The workwear brand has a ready-made fanbase in east London, hence this store is very different to its Covent Garden stablemates.
Carhartt is one of those brands that is slotted into the category of ‘workwear’. Nothing wrong with this, except that doesn’t everyone, the unemployed notwithstanding, don some kind of workwear before heading out of the door every morning? This is of course the case, but a more accurate definition, albeit less catchy, would be manual labourwear, because that is where US company Carhartt, Inc has its origins.
However, from a Carhartt/Work In Progress (Work In Progress is the German distributor that has adapted the Carhartt US offer since 1994 to make it appropriate to this side of the pond) perspective, this is a brand that is worn by those who are easily tracked down in London’s Shoreditch. These are the types who may prefer to wander around in a pair of Dr Martens and perhaps wear faux National Health specs – it’s a Buddy Nerdy skateboarding kinda thing. Which does rather make you wonder why it’s taken the brand so long to set up shop in east London, where there are surely more potential Carhartt shoppers than almost anywhere else in the city.

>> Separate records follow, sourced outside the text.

Issue #1575, opened 2024-08-16
Vertex output missing associated ReconstructedParticles


starsdong:
**Is your feature request related to a problem? Please describe.**
As stated in the title

**Describe the solution you'd like**
Add ReconstructedParticle as input to IVF. The links between ReconstructedParticles to Acts vertices are not explicit. Will compare trajectory parameters to create the link

**Describe alternatives you've considered**

**Additional context**

PR #1576, opened 2024-08-16
IterativeVertexFinder: fill vertex-to-particle relation

starsdong:
- added association for ReconstructionParticles to output vertices

- [ ] Bug fix (issue #__)
- [X] New feature (issue #1575)
- [ ] Documentation update
- [ ] Other: __

- ReconstructedParticle association added to the default output CKFCentralVertices


src/global/tracking/IterativeVertexFinder_factory.h
```diff
@@ -26,6 +27,7 @@ class IterativeVertexFinder_factory :
     std::unique_ptr<AlgoT> m_algo;
 
     Input<ActsExamples::Trajectories> m_acts_trajectories_input {this};
+    Input<edm4eic::ReconstructedParticle> m_edm4eic_reconParticles_input {this, "ReconstructedParticles"};
```
veprbl, line 30:
```suggestion
    PodioInput<edm4eic::ReconstructedParticle> m_edm4eic_reconParticles_input {this};
```
Not sure how a `const char*` converts to `InputOptions`, but it seems like this second argument is not even needed.

src/algorithms/tracking/IterativeVertexFinder.cc
```diff
@@ -26,16 +30,20 @@
...
+#include <Acts/Vertexing/TrackAtVertex.hpp>
 #include <Acts/Vertexing/Vertex.hpp>
 #include <Acts/Vertexing/VertexingOptions.hpp>
 #include <Acts/Vertexing/ZScanVertexFinder.hpp>
 #include <ActsExamples/EventData/Trajectories.hpp>
 #include <boost/container/vector.hpp>
 #include <edm4eic/Cov4f.h>
-#include <math.h>
+#include <edm4eic/TrackParameters.h>
+#include <edm4eic/Trajectory.h>
```
veprbl, line 41:
```suggestion
#include <edm4eic/Trajectory.h>
#include <edm4eic/unit_system.h>
```

src/algorithms/tracking/IterativeVertexFinder.cc
```diff
@@ -207,7 +220,36 @@ std::unique_ptr<edm4eic::VertexCollection> eicrecon::IterativeVertexFinder::prod
...
+      float loc_a = par.localPosition().x();
+      float loc_b = par.localPosition().y();
+
+      for (const auto part : reconParticles) {
+        const auto& tracks = part->getTracks();
+        for (const auto trk : tracks) {
+          const auto& traj = trk.getTrajectory();
+          const auto& trkPars = traj.getTrackParameters();
+          for (const auto par : trkPars) {
+            if(fabs(par.getLoc().a - loc_a) < 1.e-4 && fabs(par.getLoc().b - loc_b) < 1.e-4) {
```
veprbl, line 241:
```suggestion
            constexpr acts_to_edm4eic = edm4eic::unit::mm / Acts::UnitConstants::mm;
            if(fabs(par.getLoc().a - loc_a * acts_to_edm4eic) < 1.e-4 && fabs(par.getLoc().b - loc_b * acts_to_edm4eic) < 1.e-4) {
```

src/global/tracking/tracking.cc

There have in fact been two Carhartt shops in Covent Garden for many years, so the arrival of a new store is a pleasant surprise – the surprise being that there isn’t one there already. The point about this branch, which opened two weeks ago, is that it is different from what you’ll see in Covent Garden, having a lot more in common with the Carhartt store in New York’s SoHo than anything you are likely to see in this country.
This one is aimed, naturally, at the Carhartt enthusiast, but it will also appeal to those in search of more exclusivity thanks to collaborations between the brand and sundry designers.
Key looks and merchandise mix
At its most rudimentary, the Carhartt range boils down to two key items: a pair of loose-fitting jeans and a T-shirt with a logo on it. The former sells for between £60 and £120, depending on wash and detailing, while the latter starts at £28 and heads up to around the £40 mark. After that, it’s tempting to say it’s a matter of elegant variation – and to a point this would be correct.
Another way of putting this is that if you don’t want a T-shirt with the word Carhartt on it, there are “pants” and rucksacks (in the brand’s proprietary “duck brown” canvas), checked shirts and jackets to choose from, as well as the de rigueur beanies and, curiously, umbrellas.
The brollies are the result of a collaboration between better-end Japanese casualwear brand Neighbourhood and Carhartt. And this means the rather fetching black and white striped umbrella that is on display will set you back a cool £120 – quite a price to pay for the matter of looking stylish while fending off a shower. There are also loose-fitting denim shirts and jackets, the result of co-operation between Carhartt and New York-based designer Adam Kimmel, as well as jackets and tops from the tie-up between the brand and French denim label APC.
Overall, this is a stripped-down offer and if you’re looking for hundreds of options, it might be better to look elsewhere. On the other hand, if you’re after limited-distribution Carhartt pieces, this is worth a visit.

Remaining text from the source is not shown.